Collected data
-=-=-

PR #34868, opened 2022-12-16
Use golang 1.18 on main

ReToCode:
With 1.27 golang 1.18 is the default, so we should probably also update the build_root for main.


pierDipi:
/pj-rehearse pull-ci-openshift-knative-serverless-operator-main-4.11-images

PR #44153, opened 2023-10-10
[KubeVirt/NMO] Remove obselete jobs configuration and change cluster profile

orenc1:
The last supported CNV version that includes NMO is 4.11, and it is built from master branch of https://github.com/kubevirt/node-maintenance-operator.git. Removing all lanes besides that.
Updating the OCP used to 4.11.
Changing the cluster_profile used to aws-virtualization, so CI on that repo will be charged by CNV cost center, not openshift.


slintes:
Oh, the e2e error is a known issue actually, caused by a change in OCP 4.11, which we fixed a while ago in the medik8s/nmo repo: https://github.com/medik8s/node-maintenance-operator/pull/27

@orenc1 Does it need to be ported to kubevirt/nmo?
The issue is that currently on OCP 4.11 it's not prevented to put multiple control plane nodes into maintenance.

The CI config is ok though.

/pj-rehearse ack
/lgtm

-=-=-

◆ About this task ◆
Starting at the line that contains "PR #44153, opened 2023-10-10", print every line through the last one of the records, exactly and with nothing else.

◆ Exercise response ◆
PR #44153, opened 2023-10-10
[KubeVirt/NMO] Remove obselete jobs configuration and change cluster profile

orenc1:
The last supported CNV version that includes NMO is 4.11, and it is built from master branch of https://github.com/kubevirt/node-maintenance-operator.git. Removing all lanes besides that.
Updating the OCP used to 4.11.
Changing the cluster_profile used to aws-virtualization, so CI on that repo will be charged by CNV cost center, not openshift.


slintes:
Oh, the e2e error is a known issue actually, caused by a change in OCP 4.11, which we fixed a while ago in the medik8s/nmo repo: https://github.com/medik8s/node-maintenance-operator/pull/27

@orenc1 Does it need to be ported to kubevirt/nmo?
The issue is that currently on OCP 4.11 it's not prevented to put multiple control plane nodes into maintenance.

The CI config is ok though.

/pj-rehearse ack
/lgtm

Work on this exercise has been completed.